To better understand the context of HIV in Malawi, and to determine potential responses, it is important to consider HIV within an ecosocial framework. Moving beyond the conventional focus on proximal factors contributing to HIV vulnerability, like individual risk behaviors, it is essential that interventions address poverty and food insecurity as interrelated distal factors in the HIV pandemic, especially in countries like Malawi. Poverty has been consistently recognized as a risk factor for food insecurity and HIV, and food insecurity a risk factor for poor HIV-related outcomes.

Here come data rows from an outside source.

Issue #1114, opened 2020-08-25
Dynamic fade effect


benblb:
**tl;dr is bold below**

I went through all of the effects and couldn't seem to figure out how to do the following, but apologies if it's possible today.

Essentially I would like to see a way to have each group in a strip that uses the grouping feature (i.e. 100 LEDs on the strip in 10 groups of 10 pixels) fade between random RGB colors.

**The "Dynamic" effect would be perfect since it seems each section is a random color, but it jumps from color to color rather than fading. What I'm looking for is no predictable pattern. Essentially totally randomize each color and fade from one to the next.**

If I'm being really needy it would also be cool to have a dynamic fade effect where the different pixels change at different times.

I am currently in the process of building a Nanoleaf clone using WLED and this is my ideal go-to look since each light panel would appear to be behaving on its own. Thanks for reading and considering, and I'm a huge fan of your platform!

benblb:
My mistake, dynamic already has randomized times and is perfect! I downgrade my full ask to a fade of exactly how dynamic is today. 

PS thanks for getting eyes on this so quickly!

benblb:
It's been a while since I've done C++, but I took a stab at making dynamic fade which I pasted below. I hacked together the fade effect and the dynamic effect, so hopefully I didn't mess it up too badly! 

I didn't update the .h file (I assume this is just one line) or the UI. Not sure if the UI is automatically updated or not. 

`/*
 * Lights every LED in a random color. Changes all LED at the same time
// * to new random colors.
 */
uint16_t WS2812FX::mode_dynamic_fade(void) {
  if (!SEGENV.allocateData(SEGLEN)) return mode_static(); //allocation failed

  if(SEGENV.call == 0) {
	for (uint16_t i = 0; i < SEGLEN; i++) SEGENV.data[i] = random8();
  }

  uint32_t cycleTime = 50 + (255 - SEGMENT.speed)*15;
  uint32_t it = now / cycleTime;
  uint16_t fadedur = (cycleTime * SEGMENT.intensity) >> 8;
  
  uint32_t fade = 255;
  if (fadedur) {
    fade = (rem * 255) / fadedur;
    if (fade > 255) fade = 255;
  }

  if (it != SEGENV.step && SEGMENT.speed != 0) //new color
  {
	for (uint16_t i = 0; i < SEGLEN; i++) {
		SEGENV.aux[i] = SEGENV.data[i];
[...]

PR #1550, opened 2020-12-21
Dynamic fade effect

Def3nder:
Hi @Aircoookie ,

I worked on the Projects section and implemented the "Dynammic Fade Effect" based on the original one as "base" and then a "normal" and a "smooth" version that calles the base.

This should close issue #1114 

As this adds another effect item, this only to be added "directly" when PR #1548 is committed.
...hmmm - just looking in the PR files below - it seems as this PR does include the TV Simulator, too 😢 

Anyway - I'm saving this - let me know (e.g. on Discord) if I can change the PR to another base...

many greetings from Berlin,
Ralf


Aircoookie:
Hi!
No worries - I don't even think it is possible/good to make 2 pull requests adding two effects - they would both add to the end of the file and thus result in a merge conflict.
Let's merge in the TV simulator first and then just fix this PR afterwards :)

Greetings from Hamm and merry Christmas!

Aircoookie:
This looks super cool! Thank you :)

benblb:
I'm so excited to see this effect get added! Merry Christmas to you both and thanks so much for continuing to improve WLED! Thought you might like to know that I'm actually giving WLED as a gift in the form of a light-up cloud on Friday. Can't wait for the next update. 

Warm wishes from California, cheers!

Increasing critique has targeted the limitations of proximally focused HIV prevention interventions and emphasizes the need for the development and assessment of complex, multilayered structural interventions that address root causes and causal pathways linking social, economic, political and environmental factors to HIV risk, and vulnerability in specific contexts.There are significant gaps in knowledge, however, about the development, implementation and evaluation of structural interventions. First, while integration of food security interventions into HIV/AIDS prevention programs is essential to curtail the HIV/AIDS pandemic and improve health and quality of life among those infected in resource-poor settings, the literature has offered little guidance to international policy makers, such as the World Food Programme. To our knowledge, there have been no published intervention studies examining the impact of economic status and food security on HIV outcomes in Malawi.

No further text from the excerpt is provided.